The purpose of the midlife and menopause journey is to birth our Soul – the uniquely creative way in which we have been gifted to find meaning, purpose and fulfillment and through which we are called to contribute to the betterment of our world. In the process of birthing our Soul, we are invited to heal and sometime release any inner, as well as outer obstacles to enjoying the life of Soul. Our intimate relationships are not exempt from this invitation. It is not a coincidence that the Dark Night of the Relationship often surfaces during midlife and even becomes the catalyst through which real transformation can begin to take place. For the next few days, we will be exploring the Dark Night of the Relationship, its signs, symptoms and characteristics and where to get help during this critical stage of transition. Click HERE to learn more about Dark Night couples’ mentoring.

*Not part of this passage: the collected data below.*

Issue #55, opened 2024-07-29
How to use system/different `protoc`


james-callahan:
From a supply chain security point of view I don't want zig-protobuf to provide its own protoc: I'd like to either use my system one, or possibly build it from source.
How can I tell zig-protobuf to use my system protoc?

Arwalk:
Fair point, we might need to add options to RunProtoc. At first glance I'd say we need 

- download (current behaviour, default)
- use system provided through path encmv
- use user provided protoc

PR #66, opened 2024-08-12
Allow for external protoc

BonusPlay:
This PR adds partial support for #55 via `PROTOC_PATH` environment variable.

### DIFF
--- a/build.zig
+++ b/build.zig
@@ -287,6 +287,20 @@ fn getProtocInstallDir(
     allocator: std.mem.Allocator,
     protoc_version: []const u8,
 ) ![]const u8 {
+    if (std.process.getEnvVarOwned(allocator, "PROTOC_PATH")) |protoc_path| {
+        std.log.info("zig-protobuf: respecting PROTOC_PATH: {s}\n", .{ protoc_path });
+        if (fileExists(protoc_path)) {
+            // user has probably provided full path to protoc binary instead of proto_dir
+            // also, if these fail and user explicitly provided custom path, we probably don't want to download stuff
+            const bin_dir = std.fs.path.dirname(protoc_path).?;
+            const real_proto_dir = std.fs.path.dirname(bin_dir).?;
+            return real_proto_dir;
+        }
+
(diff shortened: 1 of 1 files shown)


build.zig
```diff
@@ -287,6 +287,20 @@ fn getProtocInstallDir(
...
+            // user has probably provided full path to protoc binary instead of proto_dir
+            // also, if these fail and user explicitly provided custom path, we probably don't want to download stuff
+            const bin_dir = std.fs.path.dirname(protoc_path).?;
+            const real_proto_dir = std.fs.path.dirname(bin_dir).?;
+            return real_proto_dir;
+        }
+
+        std.log.err("zig-protobuf: cannot resolve a protoc provided via PROTOC_PATH env var ({s}), make sure the value is correct", .{protoc_path});
+        std.process.exit(1);
+    } else |_| {}
```
Arwalk, line 302: You can use `catch null` to avoid an empty error capture into an empty block in else.

```suggestion
    if (std.process.getEnvVarOwned(allocator, "PROTOC_PATH") catch null) |protoc_path| {
        std.log.info("zig-protobuf: respecting PROTOC_PATH: {s}\n", .{ protoc_path });
        if (fileExists(protoc_path)) {
            // user has probably provided full path to protoc binary instead of proto_dir
            // also, if these fail and user explicitly provided custom path, we probably don't want to download stuff
            const bin_dir = std.fs.path.dirname(protoc_path).?;
            const real_proto_dir = std.fs.path.dirname(bin_dir).?;
            return real_proto_dir;
        }

        std.log.err("zig-protobuf: cannot resolve a protoc provided via PROTOC_PATH env var ({s}), make sure the value is correct", .{protoc_path});
        std.process.exit(1);
    }
```

Arwalk (changes requested):
Apart from a very minor change, this works. Thank you.

BonusPlay:
I've tested it on nixos, which wouldn't work without this PR.

Arwalk (approved):

Arwalk:
I tested it on the devcontainer too and it worked fine.

Arwalk:
Thanks again!

PR #68, opened 2024-09-14
fix: memory leak when decoding Lists of Bytes

kantai-chris:
Messages that include a `repeated` field of type `bytes` are not properly freed due to a missing condition in `deinit_field()` which only cares for list of other message types or strings, but not bytes.

This commit introduces a new unit test that fails if decoding a message with a list of bytes leaks and fix, that makes the unit test pass.

### DIFF
--- a/src/protobuf.zig
+++ b/src/protobuf.zig
@@ -586,7 +586,7 @@ fn deinit_field(result: anytype, comptime field_name: []const u8, comptime ftype
             }
         },
         .List => |list_type| {
-            if (list_type == .SubMessage or list_type == .String) {
+            if (list_type == .SubMessage or list_type == .String or list_type == .Bytes) {
                 for (@field(result, field_name).items) |item| {
                     item.deinit();
                 }
--- a/src/protobuf.zig
+++ b/src/protobuf.zig
@@ -586,10 +586,13 @@ fn deinit_field(result: anytype, comptime field_name: []const u8, comptime ftype
             }
         },
         .List => |list_type| {
-            if (list_type == .SubMessage or list_type == .String or list_type == .Bytes) {
-                for (@field(result, field_name).items) |item| {
-                    item.deinit();
-                }
+            switch (list_type) {
+                .SubMessage, .String, .Bytes => {
+                    for (@field(result, field_name).items) |item| {
+                        item.deinit();
+                    }
+                },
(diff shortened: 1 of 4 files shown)


Arwalk:
Thanks! I'll look into the details ASAP. It seems I introduced this bug myself recently with bytes. Seems OK at first glance, but I will look at it properly soon.

src/protobuf.zig
```diff
@@ -586,7 +586,7 @@ fn deinit_field(result: anytype, comptime field_name: []const u8, comptime ftype
             }
         },
         .List => |list_type| {
-            if (list_type == .SubMessage or list_type == .String) {
+            if (list_type == .SubMessage or list_type == .String or list_type == .Bytes) {
```
Arwalk, line 589: Let's use switch here so we have the exhaustive check at compile time and avoid this kind of error in the future.

```patch
diff --git a/src/protobuf.zig b/src/protobuf.zig
index dbe0c48..ac7e811 100644
--- a/src/protobuf.zig
+++ b/src/protobuf.zig
@@ -586,10 +586,13 @@ fn deinit_field(result: anytype, comptime field_name: []const u8, comptime ftype
             }
         },
         .List => |list_type| {
-            if (list_type == .SubMessage or list_type == .String or list_type == .Bytes) {
-                for (@field(result, field_name).items) |item| {
-                    item.deinit();
-                }
+            switch (list_type) {
+                .SubMessage, .String, .Bytes => {
+                    for (@field(result, field_name).items) |item| {
+                        item.deinit();
+                    }
+                },
+                .Varint, .FixedInt => {},
             }
             @field(result, field_name).deinit();
         },
```

Arwalk (changes requested):
Just a slight little change to enforce switch (which would have prevented the mistake in the first place).

But apart from that this is great, thanks for the catch!

src/protobuf.zig
kantai-chris: Ok, I'll change it. Thanks for the improvement. I'm currently taking my first baby steps with zig, so I'm grateful for each learning along the way :)

kantai-chris:
I changed the check to use `switch` instead of `if`, please review.

Arwalk (approved):

Arwalk:
Thanks a lot for your contribution !

PR #70, opened 2024-10-11
fix : breaking changes on zig 0.14

AlpaGit:
std.builtin.Type has changed and is now using lower case naming convention
build.zig changed some methods but nothing crazy

### DIFF
--- a/build.zig
+++ b/build.zig
@@ -192,8 +192,8 @@ pub const RunProtocStep = struct {
         self.step.name = name;
     }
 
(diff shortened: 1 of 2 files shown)


AlpaGit:
my bad, it was already done in
https://github.com/Arwalk/zig-protobuf/commit/bcd11ef0ee4e490bf26caadf5c78845dc0207b21

Arwalk:
I checked that zig-master is compatible with the current latest version (0.14.0-dev.1860+2e2927735), that should be fine. I'm closing this.

Thanks for your interest.

PR #71, opened 2024-10-14
Fix: prevent unsafe cast on decoding

AlpaGit:
I ran into an issue that would cause my program to crash when trying to decode an incorrect input, this would at least prevent some kind of errors, I also added a test to replicate the behavior


Arwalk:
Hello @AlpaGit , thanks a lot! Could you please do the fix on the `master` branch so we can then port it on `zig-master` ?
If you don't wanna do it it's fine, i'll do it myself later tonight.

@menduz thanks for the review.

Arwalk:
Ok, doing it myself right now. Thanks a lot, you will be credited for your contribution @AlpaGit .

Sorry for being annoying, i really want to keep the approach of developping on master then merging to zig-master.

PR #73, opened 2024-10-14
Draft: 69 Self referential types in `oneOf` results in error

### LINKED ISSUE #69: Self referential types in `oneOf` results in error
If there are self referential types in `oneOf`, then it results in the following error from Zig: `struct 'proto.foobar.pb.Node' depends on itself`. 

Here's an example proto file:

```proto
syntax = "proto3";

package foobar;

message Result {
  int32 version = 1;
  Node node = 2;
}

message Node {
  oneof node {
    SubNode sub_node = 1;
    string some_string = 2;
  }
}

message SubNode {
  Node sub = 1;
  string another_string = 2;
}
```

The corresponding main file:

```
const std = @import("std");
const proto = @import("./proto/foobar.pb.zig");

pub fn main() !void {
    var gpa = std.heap.GeneralPurposeAllocator(.{}){};
    defer _ = gpa.deinit();

    var arena = std.heap.ArenaAllocator.init(gpa.allocator());
    defer arena.deinit();

    const foo = try protobuf.pb_decode(proto.Result, "", arena.allocator());
    _ = foo;
}
```

Arwalk:
closes #69


src/protobuf.zig
```diff
@@ -100,6 +108,45 @@ pub const ManagedString = union(ManagedStringTag) {
...
+        Owned: AllocatedStruct(T),
+        Managed: *const T,
+
+        const Self = @This();
+
+        pub fn managed(p : *const T) ManagedStruct(T){
+            return ManagedStruct(T) {.Managed = p};
+        }
+
+        pub fn move(p: *T, allocator : Allocator) ManagedStruct(T) {
```
menduz, line 127: Probably a doc comment about who owns the memory and should be responsible for the deallocation would be nice here

menduz (commented):
🙌

tests/generated/selfref.pb.zig
```diff
@@ -0,0 +1,21 @@
...
+const Allocator = std.mem.Allocator;
+const ArrayList = std.ArrayList;
+
+const protobuf = @import("protobuf");
+const ManagedString = protobuf.ManagedString;
+const fd = protobuf.fd;
+
+pub const SelfRefNode = struct {
+    version: i32 = 0,
+    node: ?SelfRefNode = null,
```
menduz, line 13: I think we could make this much easier if we used a pointer for self referencial nodes. Or if we always used a pointer.


Although the new recommendation for protobuf implementations, is to use moving or copying getters and setters in addition to opaque structs. Enabling internal reordering and packing

Arwalk: I feel like we would lose some quality of use if we were to use a pointer everywhere. SelfRef structures are not uncommon, but i feel like they're far from being a common use case. I'd like to keep the common use case as simple and straightforward as possible.

My goal in this branch is to identify cases where there is some self ref structures in the structure hierarchy when running the plugin, and only using ManagedStruct in these case.

Arwalk:
Disclaimer, the last commit was entirely done using AI, i was experimenting with it. The entire session is available here: https://gist.github.com/Arwalk/e20038ee27b08f0c5df8c95291943612

src/protobuf.zig
```diff
@@ -1043,25 +1149,57 @@ inline fn is_tag_known(comptime field_desc: FieldDescriptor, tag_to_check: Extra
...
+        }
+
+        pub fn getTarget(self: *Self) *rootType {
+            return if (isZigProtobufManagedStruct(T))
+                self.result.getPointer()
+            else
+                return &self.result;
+        }
+    };
+}
```
menduz, line 1180: I think we can convert this struct to two functions with comptime parameters. AFAIK the struct is not being passed and only holds a value which can 1) be returned in `init` and 2) be passed to getTarget

src/protobuf.zig
```diff
@@ -449,21 +533,38 @@ fn append(pb: *ArrayList(u8), comptime field: FieldDescriptor, value: anytype, c
...
+                data;
+
+            try internal_append(pb, data_type, field.name, value, false);
         }
     }
 }
 
+fn internal_append(pb: *ArrayList(u8), data_type: type, comptime field_name: []const u8, value: anytype, comptime force_append: bool) !void {
+    try append(pb, @field(data_type._desc_table, field_name), @field(value, field_name), force_append);
+}
```
menduz, line 566: maybe we can inline this one?

src/protobuf.zig
```diff
@@ -449,21 +533,38 @@ fn append(pb: *ArrayList(u8), comptime field: FieldDescriptor, value: anytype, c
...
-                if (@field(data, field.name)) |value| {
-                    try append(pb, @field(data_type._desc_table, field.name), value, true);
-                }
-            },
-            else => try append(pb, @field(data_type._desc_table, field.name), @field(data, field.name), false),
+        if (@typeInfo(field.type) == .Optional) {
+            const temp = if (isZigProtobufManagedStruct(@TypeOf(data)))
+                data.get()
+            else
+                data;
```
menduz, line 549: Since it is a very repeating pattern, I think there is a trivial way to write this if as the suggestion below resulting in the same final compiled code.
```suggestion
            const temp = getPointerOrValue(data);
```

src/protobuf.zig
```diff
@@ -23,6 +23,27 @@ const UnionDecodingError = DecodingError || Allocator.Error;
 
 pub const ManagedStringTag = enum { Owned, Const, Empty };
 
+/// This structure is used by ManagedStruct to hold a T allocated.
+fn AllocatedStruct(T: type) type {
```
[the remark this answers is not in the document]
menduz: The only drawback being the convenience helpers like `getSlice`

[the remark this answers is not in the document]
Arwalk: I thought about trying to have ManagedString being just an instance of ManagedStruct, but i think this would be factorisation for the sake of factorisation, with an added cost on the user's side. ".Empty" does not have a lot of sense for structures for example, when i think it's a convenient information.

We can talk about it in another issue, if one of us (or somemone else) wants to experiment on this subject. Ok ?

src/protobuf.zig
```diff
@@ -100,6 +121,69 @@ pub const ManagedString = union(ManagedStringTag) {
...
+pub const ManagedStructTag = enum { Owned, Borrowed };
+
+pub fn ManagedStruct(T: type) type {
+    return union(ManagedStructTag) {
+        const Self = @This();
+        const UnderlyingType = T;
+        const AllocatedType = AllocatedStruct(T);
+
+        Owned: AllocatedType,
+        Borrowed: *T,
```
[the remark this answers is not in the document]
Arwalk: > Should we include Empty and remove all nullable optionals from the code?

i'd prefer we rely on the language's intrinsic capabilities.

> Should we include Value: T and remove all necessity for pointers for a % of cases?

isn't that why `get` is here ?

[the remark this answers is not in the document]
menduz: > i'd prefer we rely on the language's intrinsic capabilities.

Thats reasonable, but it is not in sync with how we handle strings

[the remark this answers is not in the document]
Arwalk: > Thats reasonable, but it is not in sync with how we handle strings

Yeah, strings being just u8 arrays makes us do an exception. So let me rephrase this: "I'd prefer we rely on the language's intrinsic capabilities as much as possible. Because we choose not to use pointers everywhere, we are kinda forced to have a few exceptions around".

Using pointers everywhere would solve all of our problem, but as someone who myself uses protobuf in restricted environments such as embedded  (sadly not with zig), i see a lot of value in our approach.

src/protobuf.zig
```diff
@@ -100,6 +127,73 @@ pub const ManagedString = union(ManagedStringTag) {
...
+
+        /// This const's only purpose is to identify properly ManagedStructs.
+        const isZigProtobufManagedStruct = true;
+
+        /// Creates a ManagedStruct.Borrowed instance that has a pointer to an existing T, but do not take ownership of its memory.
+        ///
+        /// This means that a call to deinit on this instance will not free the memory associated with it. The original T's deinit() function must be called for that.
```
menduz, line 149: I had to read many times to understand, if you agree on my comment would you rephrase it?

I'm seeing the pattern in many zig codebases being explicit about "caller owns the memory" to signal who should deinit the thing.

menduz:
Implementation looks good so far, I'd like to spend a bit of time iterating on comments and names (as changing the names down the road may be a breaking change best avoided)

Arwalk:
> Implementation looks good so far, I'd like to spend a bit of time iterating on comments and names (as changing the names down the road may be a breaking change best avoided)

Ok, waiting for your suggestions on comments. We should avoid making some breaking changes for now. We have a subject about aligning the whole codebase on zig's std style, but this will be a breaking change so we'll do it after 0.14.0 release.

src/protobuf.zig
```diff
@@ -62,6 +87,7 @@ pub const ManagedString = union(ManagedStringTag) {
         }
     }
 
+    /// Creates a deep copy of the managed string using the provided allocator
```
menduz, line 90:
```suggestion
    /// Creates a copy of the managed string using the provided allocator
```
There are not shallow or deep copies in []u8

src/protobuf.zig
menduz: After a couple days of thinking, this is my suggestions for the public facing API.

Here is a bullet list of the changes detailed below as pseudo-diffs:
- Each message will now store a reference to its allocator (set in init(), decode() and dupe()). Making it "managed" (in zig slang)
- Each message now exposes helper functions to create references (via mixins)
  - `fn move(self): ManagedStruct(Self)` and
  - `fn reference(self): ManagedStruct(Self)`


```diff
pub fn MessageMixins(comptime Self: type) type {
    return struct {
+       /// each message will store a pointer to its allocator. Value is set in init(allocator)
+       allocator: Allocator,

+       /// Creates a ManagedStruct for this message. 
+       /// Moves the ownership of the memory to the receiver of the ManagedStruct.
+       pub fn move(ref: *@This()): ManagedStruct(Self) {
+         return .{ .Managed = ref };
+       }

+       /// Creates a ManagedStruct for this message. 
+       /// Caller owns the memory.
+       pub fn reference(ref: *@This()): ManagedStruct(Self) {
+         return .{ .Unmanaged = ref };
+       }
    }
}
```

Since each message references its allocator, it is is now "managed" in zig idiom.

1. With that assumption, a lot of complexity from ManagedStruct can be removed down to a single pointer + memory ownership tag.
2. `ManagedStruct` is redundant name, but we still need to be explicit about the kind of usage and behaviors of ownership.

```zig
pub fn ManagedStruct(T: type) type {
    return union(ManagedStructTag) {
        Owned: *T,
        Borrowed: *T,
    }
}
```

Maybe `MessagePointer` is a better name for the reduced scope:

```diff
-pub fn ManagedStruct(T: type) type {
+pub fn MessagePointer(T: type) type {
    return union(ManagedStructTag) {
        Owned: *T,
        Borrowed: *T,
    }
}
```

```zig

test "self ref test, moving semantics" {
    var demo = SelfRefNode.init(testing.allocator);
    var demo2 = SelfRefNode.init(testing.allocator);
    demo.node = SelfRefNode.move(demo2);
    defer demo.deinit();
    // TODO: assert demo2 was deinitialized by demo.deinit()
}

test "self ref test, moving semantics" {
    var demo = SelfRefNode.init(testing.allocator);
    var demo2 = SelfRefNode.init(testing.allocator);
    demo.node = SelfRefNode.reference(demo2);
    defer demo.deinit();
    // TODO: assert demo2 is was NOT deinitialized
}

```




---


Open questions: 
- what will happen with dupe() with all this managed/unmanaged pointers?
  ```zig

  test "dupe" {
      var demo1 = SelfRefNode.init(testing.allocator);
      var demo2 = SelfRefNode.init(testing.allocator);
      demo1.node = SelfRefNode.move(demo2);
      var demo1dupe = demo1.dupe(testing.allocator);

      // WHO OWNS demo1dupe.node??????
  }
  ```
- should we add a safeguard to prevent trying to serialize a self-referencial value?
  ```zig

  test "prevent stack overlow" {
      var demo = SelfRefNode.init(testing.allocator);
      demo.node = SelfRefNode.move(demo);
      // SHOULD THIS FAIL WITH A BETTER ERROR THAN STACK OVERFLOW/OOM?
      try demo.encode(..)
  }
  ```

menduz:
Here are my final comments https://github.com/Arwalk/zig-protobuf/pull/73#discussion_r1976647325

menduz (approved):

src/protobuf.zig
Arwalk: Ok, approach seems fine and prob, and as long as we put these only when there are self-ref nodes, it should be fine. I'll take a look into it when i can.

> what will happen with dupe() with all this managed/unmanaged pointers?

In your example, demo1.dupe should be duplicated using the allocator that was passed in `demo1.dupe(testing.allocator)`. That's the only "explicit" choice in the movement. In the end, thats the kind of thing we can only just pick a choice and stand our ground on it.

> should we add a safeguard to prevent trying to serialize a self-referencial value?

Ideally, yes, but maybe i'll leave it for later

Arwalk: Yeah, i've played with it again and it makes everything a hassle for any struct that doesn't require an allocator. Making it optional doesn't help and just makes more work for nothing.

I really think we have a good interface here and transforming everything just for the case of self referential structures seems like a bad idea too me.

menduz: :shipit:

The Second Worst Movie Line in History
In yesterday’s blog, I called out the worst movie line in history (“You complete me”) as being the origin of relationship issues. Coming in as a close second is the famous line from the 1970 movie, “Love Story” starring Ryan O’Neil and Ali McGraw (I know, no one under the age of 40 even knows what I’m talking about!), which boldly states, “Love means never having to say I’m sorry.” WRONG!!!!! What I have observed is that authentic love, especially love which is directed at cultivating healthy relationships, is all about learning to say we are sorry….and meaning it! In fact, I contend that the health of our relationships is dependent upon our ability to acknowledge our failures, take responsibility for them, apologize when appropriate, make amends and then learn new behaviors. Every single relationship, without exception, is made up of two imperfect human beings with their own fears, weaknesses, vulnerabilities, unhealed wounds and emotional baggage. As such, it is guaranteed that sometime in the relationship, if not often, we will mess up. We will say or do something that will hurt, disappoint or harm the other, and they will do the same in return. If we move through our relationship believing the “Love Story” lie, and never apologize for the ways in which we have failed, then all we are doing is creating an environment in which resentment will take root, fester and grow.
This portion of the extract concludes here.